Which of the lines in the data below contain the string "import"? Copy each of them.

**Stored data entries:**

=-=-=

PR #347, opened 2018-02-08
feat(appendFlipped): add flipped version of append

### LINKED ISSUE #333: appendFlipped
One thing I do a lot is `flip(append)`.  I know there is a `concatRight` so how about an `appendRight`? 

```
const appendRight = flip(append);
```

Useful with transformers too which expect (acc, value).

Undistraction:
Adds a version of Ramda's append with the argument order flipped.

closes #333

### DIFF
--- a/src/appendFlipped.js
+++ b/src/appendFlipped.js
@@ -13,7 +13,7 @@ import { append, flip } from 'ramda';
  * @param {Array} list The list of elements to add a new item to.
  * @param {*} el The element to add to the end of the new list.
  * @return {Array} A new list containing the elements of the old list followed by `el`.
- * @see R.prepend
+ * @see {@link http://ramdajs.com/docs/#append|append}
  * @example
  *
  *      R.append(['write', 'more'], 'tests'); //=> ['write', 'more', 'tests']
--- a/src/appendFlipped.js
+++ b/src/appendFlipped.js
@@ -3,22 +3,22 @@ import { append, flip } from 'ramda';
 
 /**
  * Returns a new list containing the contents of the given list, followed by the given element.
- * Ramda's `append`, but with argument order reversed: list then value.
+ * Like {@link http://ramdajs.com/docs/#append|R.append} but with argument order reversed.
  *
  * @func appendFlipped
  * @memberOf RA
  * @since {@link https://char0n.github.io/ramda-adjunct/2.5.0|v2.5.0}
  * @category List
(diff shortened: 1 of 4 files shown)


char0n:
Will review this tomorrow morning. Thanks

src/appendFlipped.js
```diff
@@ -0,0 +1,25 @@
...
+ * @func appendFlipped
+ * @memberOf RA
+ * @since {@link https://char0n.github.io/ramda-adjunct/2.5.0|v2.5.0}
+ * @category List
+ * @sig [a] -> a -> [a]
+ * @param {Array} list The list of elements to add a new item to.
+ * @param {*} el The element to add to the end of the new list.
+ * @return {Array} A new list containing the elements of the old list followed by `el`.
+ * @see {@link http://ramdajs.com/docs/#append|append}
+ * @example
```
char0n: Drop the padding.
```js
@example

R.append(['write', 'more'], 'tests'); //=> ['write', 'more', 'tests']
R.append([], 'tests'); //=> ['tests']
R.append(['write', 'more'], ['tests']); //=> ['write', 'more', ['tests']]
```

src/appendFlipped.js
```diff
@@ -0,0 +1,25 @@
+import { append, flip } from 'ramda';
+
+
+/**
+ * Returns a new list containing the contents of the given list, followed by the given element.
+ * Ramda's `append`, but with argument order reversed: list then value.
```
char0n:
```js
Returns a new list containing the contents of the given list, followed by the given element.
Like {@link http://ramdajs.com/docs/#append|R.append} but with arguments order reversed.
```
Would drop the `list then value` part. It's apprarent from the signature and jsdoc @params.

src/index.d.ts
```diff
@@ -790,6 +790,12 @@ declare namespace RamdaAdjunct {
          */
         compact(list: Array<any>): Array<any>;
 
+        /**
+         * Returns a new list containing the contents of the given list, followed by the given
```
char0n:
```ts
Returns a new list containing the contents of the given list, followed by the given element.
Like {@link http://ramdajs.com/docs/#append|R.append} but with arguments order reversed.
```

Undistraction:
@char0n That's done. It's not picking up the added test, but it is there.

char0n:
Looks good. Nice work !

=-=-=

**SOLUTION TO THE EXERCISE:**
@@ -13,7 +13,7 @@ import { append, flip } from 'ramda';
@@ -3,22 +3,22 @@ import { append, flip } from 'ramda';
+import { append, flip } from 'ramda';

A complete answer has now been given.